Free is not equal to available
When I was researching what various cities did about DHP on streets, I came across one city that had a great website with search features for parking spots. I tried to find out where the dedicated handicapped street parking places were, but could not figure it out. When I called, and finally connected with a human being, she explained to me that, “Disabled parking is free!”
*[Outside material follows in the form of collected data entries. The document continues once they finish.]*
Issue #1008, opened 2026-07-29
Windows leg hangs 4h+ in lsp_didchange_never_fetches_or_writes_lock — possible fetch-on-didChange via GCM prompt; LspClient reads are unbounded; build-cross has no timeout


O6lvl4:
Surfaced by #983's arming of the Windows leg (`cargo test --workspace` on build-cross): run 30478897403's Windows job hung for **4h20m** inside `tests/lsp_test.rs::lsp_didchange_never_fetches_or_writes_lock` (started 18:36Z, still "running" at 22:33Z when cancelled; macOS and Linux legs green in minutes). Without a job timeout it would have burned the full 6h default.

## Evidence

```
2026-07-29T18:35:14  Running tests\lsp_test.rs (...)
2026-07-29T18:35:14  running 20 tests
2026-07-29T18:36:14  test lsp_didchange_never_fetches_or_writes_lock has been running for over 60 seconds
(no further test output until cancellation at 22:33)
```

## Hypotheses (unverified — no Windows box here)

1. **The test may have caught the real thing it guards**: the fixture's manifest declares `nonexistent_pkg = { git = "https://invalid.invalid/nowhere" }`. If the Windows path/URI handling makes the server MISS the no-fetch guarantee and shell out to git, Windows git commonly blocks on a **Git Credential Manager interactive prompt** instead of failing fast like Linux — an infinite hang is exactly what a fetch-on-didChange looks like on a Windows runner. If so this is a product bug (the #961 guarantee broken on Windows), not a flaky test.
2. **Malformed file URI on Windows**: the suite builds URIs as `format!("file://{}", path.display())` → `file://D:\a\...` (backslashes, no third slash). Depending on the server's URI parsing, requests may target a path that never resolves and some code path may wait.
3. Harness-level: `LspClient::recv` is an UNBOUNDED blocking read — ANY server non-response is an infinite test hang rather than a fast red.

## Mitigations landing now (separate PR)

- `timeout-minutes: 60` on build-cross (the trust-spine #921 lesson: a hang must be a fast red, not a 6h grind).
- `GIT_TERMINAL_PROMPT=0` workflow-wide — no CI job should ever wait on a credential prompt; if hypothesis 1 is right this converts the hang into the intended fast failure.
- `LspClient` reads through a reader thread + `recv_timeout(60s)` with a kill-on-drop child, so any future LSP hang fails in ~1 minute naming the request.

## Closure condition

[...]

PR #1010, opened 2026-07-29
DO NOT MERGE — #1008 evidence run: Windows LSP hang instrumentation

O6lvl4:
Throwaway PR to run build-cross (Windows) on instrumented code — **never merge; will be closed after the log is read** (#1008).

Contents:
- **Fix candidate under test**: every LSP request now gets a response — `handle_request`'s `None` (bad params / no analyzed doc) replies null and LOGS instead of silently dropping (a JSON-RPC violation that turned any client await into an infinite hang; the Windows leg has burned 6h runs inside lsp_test on every develop→main PR since #961 — verified on run 30443590068: 10:25→16:25, killed at the GitHub default limit).
- Server-side `ALMIDE_LSP_TRACE` phase tracing (didChange: uri/path, dep-resolution time, analyze time).
- Test client captures server stderr; the didchange test dumps uri/response/server-trace unconditionally.
- PROBE-ONLY: build-cross runs just `cargo test --test lsp_test -- --nocapture --test-threads=1`.

Expected outcomes on the Windows leg:
- **Green** → the always-respond fix resolves the hang; the trace names which `None` used to fire. Fix + client/server keepable parts get promoted to develop and shipped as v0.40.1.
- **Red in ~1 min** (deadline panic with server stderr) → the hang is deeper than the response protocol; the trace shows the last phase entered.

### DIFF
--- a/.github/workflows/ci.yml
+++ b/.github/workflows/ci.yml
@@ -543,10 +543,13 @@ jobs:
       # DELIBERATELY unarmed (#983 decision): wasmtime is not installed there,
       # so the tool-gated wasm suites skip on Windows by design — Linux
       # (test-rust) and macOS are the armed legs.
-      - name: Cargo tests (workspace)
+      # PROBE ONLY (#1008 evidence run — this branch never merges): run just
+      # the LSP suite, serial and uncaptured, so the Windows hang's server-side
+      # trace lands in this log verbatim.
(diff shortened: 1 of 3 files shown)


O6lvl4:
Evidence collected — root cause proven (see #1008 / the fix PR). Windows leg: 20/20 in 2.17s with the always-respond dispatch. Closing the probe.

It took several minutes to explain that the COST was not the problem: AVAILABILITY was the problem. If no dedicated handicap parking exists, then other vehicles will take up all the parking available. Even more to the point, knowing where to find DHP would be ideal. The city should know how many DHP spots it has, where they are, and put that on a map.
I filed a complaint.
Confusion of FREE parking with AVAILABLE and ACCESSIBLE parking is a problem. If there were enough DHP spots, then FREE meters would not be required to compensate for the lack.
While many persons with disabilities (PwD) are poor, so are plenty of able-bodied people who have to pay. Cities need to rethink FREE street parking for PwD, but only if PwD have alternatives.
There should be another way to generate revenue. Parking fees are, in essence, a city tax. Parking should be free for all. Employers should be obligated to provide FREE parking for employees. Then the whole “park at a meter all day” and feeding it (illegal, by the way) would not be necessary. This would free up more consumer parking.
That said, I would be willing to pay for parking for DHP that is now free. AVAILABILITY and ACCESSIBILITY are what people with disabilities need.